Shouldn't the /admin directory be disallowed from the robots.txt

This topic was automatically closed 365 days after the last reply. New replies are no longer allowed.
7 years ago
Some admin pages are showing up in Google searches on our NopCommerce deployment.

Example page: https://store.domain.tld/admin/customer/Edit/1

Somehow, it has details to the page, who the customer is, etc, even though the page forces a redirect.

Shouldn't the /admin directory be disallowed from the robots.txt?

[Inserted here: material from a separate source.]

Issue #2902, opened 2024-12-19
Switch fuseki-server.jar to being Fuseki main with admin functionality and UI


afs:
#### Fuseki main

The first step is to switch the jar file fuseki-server.jar in the Fuseki download to be Fuseki main with admin functionality and UI. This gives the same user functionality as the Jena 5.2.0 fuseki-server.jar.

I am looking at the code and it is not excluded.
https://github.com/nopSolutions/nopCommerce/blob/develop/src/Presentation/Nop.Web/Controllers/CommonController.cs

I can add the exclusion, but admin requires a login anyway.

Why and how are pages from /admin showing up?
7 years ago
We found this post: https://www.nopcommerce.com/boards/t/37032/builtinsearch_engine_recordcom-is-this-some-spam-or-.aspx

Turns out that there is a builtin@search_engine_record.com account. On our system it was a member of the administrators group. My guess is that it shouldn't be an administrator and that this is the cause.

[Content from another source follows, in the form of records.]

PR #2918, opened 2025-01-02
Suppress expected warnings

afs:
Pull request Description:

Build cleaning.

(Although Eclipse and Java disagree about suppressing "removal" warnings!)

Now, how did this user become and administrator?
7 years ago
rhyous wrote:
Shouldn't the /admin directory be disallowed from the robots.txt?

Sure. I've just created a work item. But anyway guests don't have access to admin area

rhyous wrote:
Turns out that there is a builtin@search_engine_record.com account. On our system it was a member of the administrators group. My guess is that it shouldn't be an administrator and that this is the cause.

Now, how did this user become and administrator?

Of course, it should not be in this role. Otherwise, search engines will have access to admin area. But this customer record is not in this role by default. I presume somebody added it to it
7 years ago
Thanks. I appreciate you creating a work item.
6 years ago
Dear Andrei and nopCommerce team,

Sorry to reopen this case, but I saw that with nopCommerce version 3.90 this issue has been solved by adding /admin/* to the robots.txt. Adding sites to the robots.txt file actually won't prevent Google & co. from crawling these sites, they simply won't show in the search result. See also: https://stackoverflow.com/a/18316292

Hence, I would, if I may, recommend using the following code (meta tag) on the admin layout page to prohibit search engines from even crawling these pages:

<meta name="robots" content="noindex">


Best, Max
This topic was automatically closed 365 days after the last reply. New replies are no longer allowed.